Humans may resemble many other creatures in their striving for happiness, but the quest for meaning is a key part of what makes us human, and uniquely so.Roy Baumeister et al. (2013)

Some theories see happiness as a by-product of other, more important pursuits in life, like meaning, purpose, and contribution to humanity, nation, or family. While other researchers see the state of happiness as the end-goal for humans. A few theorists state that pursuing happiness is pointless, although pursuing other important experiences and feelings may contribute to greater happiness in an odd paradox.

Finally, I landed on Sonja Lyubomirsky, Ph.D., a professor of psychology at the University of California, Riverside, and the author of The How of Happiness: A New Approach to Getting the Life You Want.  Lyubomirsky reveals more than a dozen “happiness strategies” that are mindful, intentional activities to engage in that can result in a happier life in her book. These include exercises in thinking and acting optimistically when imagining your future. She offers 12 “hows” to savoring the pleasures of life and relishing the moment.

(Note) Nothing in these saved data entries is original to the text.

Issue #2711, opened 2015-02-05
[RFC] Template specific fields


Pinpickle:
Sometimes pages are sufficiently different from each other that using the same fields for both of them will make one, or both of the pages, not entirely editable. Say your home page is full of different sections describing the various areas of the website, some pulling information from other records and some statically sitting there - while your about page has has two columns that each have very different content, followed by a large image. Your client wants to edit everything.

I think this was the concern illustrated in #2476 and some solutions were identified but they're either clunky (having 'resource' records that will require a lot of jumping around to edit a few things) or not possible to edit (choosing a template that has all of the information hard coded in). What we can do, which will clutter the sidebar, is create a separate contenttype for every different page type. I've done this where the only substantially different page was the home page and it worked okay.

But as far as real, intuitive solutions, I see two possible ones (and I think both of them should be implemented):

1. List fields (#2261). This will be the killer because it will allow people to add content "blocks" akin to the [matrix field in Craft CMS](https://buildwithcraft.com/features/matrix) (as well as all of the other advantages). Hopefully this is coming in Bolt 2.1 and with some time I'd like to help out with that as well.
2. Template specific fields. This issue is about this method.

Essentially, you outline fields in the theme's `config.yml` the same way you do in `contenttypes.yml`:

```yaml
template_fields:
 - template: homepage.twig
   fields:
      section_1_image:
          type: image
      section_1_text:
          type: html
      map_location:
          type: geolocation
```

When a record uses a particular template (based on the record name, contenttype name or template chooser field), these fields will be displayed on the next refresh of the record. They'd be JSON encoded into a column specifically for template fields on save. When accessing the page, they'd be de-encoded and accessed on the `record` object like anything else:

    {{ record.section_1_text }}

Or if there are any worries about conflicting names, this could easily go under its own namespace

    {{ record.template.section_1_text }}

And that's the idea! I can easily see this being considered as out of scope, but it's been floating around in my head for the past few weeks so I thought I'd at least get it written down.

bobdenotter:
I was thinking about maybe creating a 'blocks' field type, that would just be a wrapper for (Sir Trevor](http://madebymany.github.io/sir-trevor-js/).

Pinpickle:
Where has this been all my life? This is all we need for a list contenttype, though its really minimalistic design will stick out a bit in the interface.

Can we make everything look like this?

However, that's more of my first solution. The per-template contenttypes are for layouts that are more rigid and defined.

[...]

Issue #3033, opened 2015-03-05
Feature: Ability to choose which fields are visible/editable on which templates


dwolf555:
Useful for `pages` content type. Often creating a few pages for a site you'll have fields that are relevant to only certain templates. Some fields may not even display, depending on the template. I'd like to be able to choose which fields are visible based on template. This will prevent confusion to an end user who is editing content.

**Proposed solution in contenttypes.yml:**

```yaml

pages:
    name: Pages
    singular_name: Page
    fields:
        // i think putting template first would make more 
        // sense since it chooses which fields are visible
        template: 
            type: templateselect
            filter: '*.twig'
            group: content
        title:
            type: text
            class: large
            templates: ['home.twig']
        slug:
            type: slug
            uses: title
        image:
            type: image
        teaser:
            type: html
            height: 150px
            templates: ['*-suffix.twig', 'prefix-*.twig']
        body:
            type: html
            height: 300px
    taxonomy: [ chapters ]
    recordsperpage: 100


```

The default value for the `templates` property will be ['*.twig'], or all. This field will use the same pseudo-regex that the `filter` property uses on template fields. If a field is not relevant to a template as configured, we can simply add the 'hidden' class to the form-group and not display it. It won't require changes to the saving process.

**Other potential solution:**

Another way to do this would be to add a list of relevant fields at the top of the template, using annotations or something. In a case where the configuration gets really complicated, this may help to keep it organized. I don't like this solution as much because it's putting the content type configuration in a bunch of different places.

Pinpickle:
Similar issue: #2711 

I would opt for specifying the fields in the template because that information is specific to the template. If you switched to a different template or theme, there's a good chance that those fields won't be relevant anymore.

rossriley:
Closing this, handled via #3229

PR #3144, opened 2015-03-16
[WIP/RFC] True WYSIWYG Experience (ie. Live Editor)

Pinpickle:
I'll let the GIF do the talking on the feature (give it time to load)

So there it is, the ability to edit content in the theme as it will appear online. Please give it a go, suggest/make improvements. I think this could be something that will make Bolt really attractive to a wider audience.

## What's there

- The basic live editor UI in the Bolt app (you click on the button, and you see the site + a lot of other things disappear). It's an iframe of the preview page with a special flag set for the editable side of things
- If you add `data-bolt-field="fieldname"` in an element in your theme markup, it will become editable in the live editor, if it is of field type text or html
- HTML field types have CKEditor bound to them
- Text field types are just contenteditable with some extra stuff to make sure markup doesn't get in them to muck everything up
- Everytime the view is switched, the two views are synced up
- Global and per contenttype config for `liveeditor`
- All links inside the editing page are disabled to our best ability
- Navigation warning when navigating away from the Bolt app while liveeditor is running
- Form is validated before live editor can be opened
  - I'd rather that this wasn't necessary but I can't think of any reasonable way to get around that. Incorrectly filled forms will break the them so they'll break the preview
- A little bit of extensibility for your particular theme. If you set `data-bolt-noedit` on a tag, Bolt won't do anything to that element, but it will still look to it for some. There is also a JS variable: `boltIsEditing` set to true in the window scope.

## What's not there

- UX is a bit cobbled together from existing elements. If you're in mobile view, it's not immediately obvious how you close it as it's stuck behind the menu.
  - The uploading method becomes even more difficult here, as there is no direct access to the stack.
- Lots of fields not there, that could very easily be. However, there needs to be a very easy way for theme developers to hook into this as the other fields likely have a larger effect than just changing a string: For example, generating thumbnails based on an uploaded image
   - As all fields don't have a generic "set" function, it's also quite difficult to go on the way back. Even the ckeditor implementation is quite hackish. It would be great if we could expose a JS field object for every field, that has a generic set function - but it looks like the recent refactors are heading in that direction
- ~~I really think this will sit well with #2711.~~
- ~~Methods to prevent accidental navigation inside the iFrame~~
- Lots of other things that I have forgotten/haven't seen yet
- ~~Because changes are only synced back to the form when the view changes, you can make edits in the live editor and navigate away without any warning. Easy fix: Show a warning whenever the live editor is open~~
- Every time you open the editor, the embeded page has to reload. For basic fields being edited, this isn't necessary (the changes can just be pushed to the iframe). It would be good if it is detected whether a change needs a refresh (could be specified in contenttypes.yml), otherwise it just does a "hot" update.
- ~~Config options. This is on by default and not optional. This should be optional, and maybe even off by default at first. Should probably also be settable per content type.~~
- I have only tested this in Chrome but it should work in all major browsers.
  - I just tested in IE8. It should work, but I think it's erroring out for other reasons in the master branch.

## Should this be in an extension?

I know there will be a strong argument that the place for this kind of functionality is in an extension, but I disagree. Bolt has everything pretty much nailed from the perspective of the designer and the developer and the *tech-savvy* editor, but this needs to earn the respect of those that aren't tech savvy. Experiences like this, will really help them get over the barrier of an editor where all you see is forms. Especially if there are a lot of fields for a particular record.

With the big players like Squarespace making WYSIWYG actually feasible, these projects need to catch up to stay relevant.

## Security

Initially I tried sandboxing it, but I ran into problems as when you can't share the same origin, the iframe has an origin of `"null"`, making it fairly difficult to authenticate messages posted to the Bolt application. Beyond that, it also meant a fair few new scripts had to be inserted into the preview which complicated the development environment considerably.

So now, this is in an un-sandboxed iframe, which means all scripts inside the preview have full access to DOM/JS of the Bolt application while it is open.

This sounds like it could be a concern, but this capability has always been there as the main website and the Bolt application share the same origin - there are no restrictions anyway. Which means if someone has access to inserting JavaScript into a page, that can then open a new window in the Bolt application and will have access to wreck whatever it wants.

**TLDR;** there are no new security threats imposed by this implementation, to the best of my knowledge


bobdenotter:
Whoa, that looks like magic. :sparkles: 

I'm betting a _LOT_ of people would love to have this feature baked in.

bobdenotter:
It has happened a couple of times, that people told me that we should incorporate "Live editing" as a core feature in Bolt. They usually say something like "But, the editors will hardly even know they're using a CMS!". This is _exactly_ why I usually think it's a bad idea to do this. I feel that this messes with the 'mental model' of the CMS that an editor has. In turn, this will lead to confusion and misunderstanding of how things work, and how things are related. "I edited this page, and suddenly this other piece of text changed too. How? What?" 

That said, I think your implementation looks very promising, @Pinpickle. I like how it allows editors to use 'live editing', but it doesn't completely take the editor away from the concept of "I'm editing a website". I think the main difference is that the _workflow_ of this PR is just right. 

Like you mentioned: Probably a lot of things to work on still, before this is production ready, but i'm really impressed by how it looks already. :+1:

rixbeck:
Like it! Agree with @Bopp the workflow is which makes this cool and why it might be a right place in the core. Although in lunchtime I've been thinking about this a bit further.

I think we need to find right answers for a question like
_when or why the user needs live edit feature?_

I was trying to find possible answers and thought this may helps find how this function could be more useful in Bolt. 

First trivial possible answer for me is _when he/she would like to see the content in its "production" environment to find optimal typographic solution (letter size, pagination, disjunctions, etc)_.

This case the problem is we need to solve that the editing content can be on different pages (listings, side panels), on different page fragments, and better if user can see the result on these existing layouts. Do we able to provide a mechanism to let him chose the page context to edit on somehow? Or don't we want to target this? If so, what possible reasons could be why the editor needs this feature?

Pinpickle:
@bobdenotter, I had absolutely no idea that you were against the idea of live editing. I'm happy that I didn't enquire beforehand because I probably would have been put off the idea and wouldn't have (accidentally) come up with something that you like.

@rixbeck: this is a *really* important question to ask, as it should underpin every feature added to anything.

Firstly, I think that being able to edit page fragments on listing pages or change a resource record that creates the header/footer on any page would be a cool feature, but to me that's the kind of workflow that @bobdenotter is against. It hides the fact that you're in a CMS and it's confusing as to how everything relates. Beyond that, it's quite a lot harder to implement as you're not just editing one record, but many at the same time.

Here are the reasons that I think this implementation would be useful to users:
- Some users don't fully understand the whole "CMS" thing, that editing the text on a page that is completely disconnected from their own website, changes their website. For these users, I'd even say that something like this should be the default editing view (easily configurable with permissions). This way, they understand that what they're editing is their website, and may help introduce them to the concept of a CMS so that they can become more advanced in the future.
- I feel like for long body content, this is a nicer editing experience. This editor takes up the entirety of the viewport and will probably have nicer styling than CKEditor's default styling. True, CKEditor does have a fullscreen button, but I don't find it that useable for some reason.
- @rixbeck's points about seeing the site *as it really is*. Sometimes we'll do a lot of work before checking a preview, only to find some problem after all that work.
- Using classes in the editor makes more sense now, as the styles associated with them will now be viewable. As opposed to adding a class that doesn't do anything in the editor, but makes a big difference on the site.
- We can circumvent "form chaos". Having lots of fields for pages where there is a lot to edit can seem daunting and I have refrained from adding lots of fields in some sites for this very reason. If the editable fields are exactly where they should be in the site, it won't look like there are too many. This will also go towards solving issues like #3033

rixbeck:
@Pinpickle, mostly agree with your points moreover like the whole idea. One thing is sure, Bolt will be more handy with this feature.

rossriley:
Big +1 for this (and showed a few people who agreed it would be very popular with our end users)

bobdenotter:
> Some users don't fully understand the whole "CMS" thing, that editing the text on a page that is completely disconnected from their own website, changes their website. 

This is where I have a different opinion than you do. I'd say: "Suck it up, learn what a CMS is". Having an actual understanding of what you're doing, makes you a better editor. 

But, let's not get into discussion here. Let's focus on getting this functionality stable, in a basic form. For me, that means: 

 - Fix bugs, quirks
 - Keep the UI as is, basically
 - Just the 'record view', no other views yet. 

As with other things we've done: Let's get it working as-is and release it. After that, people will comment and request additional features and we can take it from there. :-)

Pinpickle:
Just added support for template specific fields #3229 
You use selectors for the form names when using `data-bolt-field`, eg:

```html
<div data-bolt-field="templatefields[section_1]">{{ record.templatefields.section_1 }}</div>
```

Intendit:
This is completely awesome. I wish I could use boltkarma on github so that I could give it to @Pinpickle multiple times right here.

pubgit:
Nice work!  One thing I would add is that the admin user should see a rather visible call out at the top of the page when in edit mode.  Some kind of message that lets the admin user know that they are in live edit mode and how to get back to the regular admin mode.  It might need to be a bit redundant to the left nav area.  I have "less advanced" users who might get lost/ frustrated if they accidentally stumble into live edit ( at first anyway).

nealmarques:
Nice work! One thing I would add is that the admin user should see a rather visible call out at the top of the page when in edit mode. Some kind of message that lets the admin user know that they are in live edit mode and how to get back to the regular admin mode. It might need to be a bit redundant to the left nav area. I have "less advanced" users who might get lost/ frustrated if they accidentally stumble into live edit ( at first anyway).

Pinpickle:
Updates!

@bobdenotter if you're happy, I think this is ready now.

What I've added/changed:
- Simplified UX to make closing the editor more obvious, removing every other link because live editor should be closed before navigation
- Added warning for navigation while live editor is open
- Disabled links inside the page being edited so navigation doesn't happen which would much up everything
- Added form validation (things were bugging if the form wasn't valid)
- Added global and per contenttype config for `liveeditor`
- Added a JS variable `window.boltIsEditing` so theme editors can detect if the page is being edited

@GawainLynch, I did a rebase and got rid of all of the compiled static assets per your request

bobdenotter:
Cool! As far as i'm concerned, we're merging this into master, and fix any residual issues as we go. ^_^

bobdenotter:
Whoooo! Merging in!! Choo-choo!

psren:
Super happy with this feature :+1:

eduardomart:
This doesn't seem to work in 3.x anymore...

SahAssar:
@eduardomart Does your theme have the required `data-bolt-field` attributes and is the liveeditor enabled in your config?

PR #3145, opened 2015-03-16
Big refactoring of Bolts JS - part 3

rarila:
This time only bugfixing the fileupload and select from server as some minor cleanup.


bobdenotter:
Looks good to me! :-)

PR #3150, opened 2015-03-17
Hotfix composer install scripts

GawainLynch:
Un-breaks current master `composer create-project bolt/composer-install` installs


bobdenotter:
Choo! choo!

PR #3152, opened 2015-03-17
Add missing jquery..

bobdenotter:
In our backend we have it compiled in our `lib.min.js`, but any extension that adds jquery breaks, without this file present.


GawainLynch:
Travis won't get this… Merging.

The 12 ‘hows’ to being happy are:

  1. Expressing gratitude
  2. Cultivating optimism
  3. Avoiding overthinking and social comparison
  4. Practicing acts of kindness
  5. Nurturing social relationships
  6. Developing strategies for coping
  7. Forgive
  8. Increasing flow experiences
  9. Savoring life’s joys
  10. Committing to your goals
  11. Practicing religion and spirituality
  12. Taking care of your body

According to Lyubomirsky, by following these twelve strategies, we can find happiness. I prefer Sonja’s tangible, action-oriented approach to the challenges of finding and sustaining happiness over mere theories.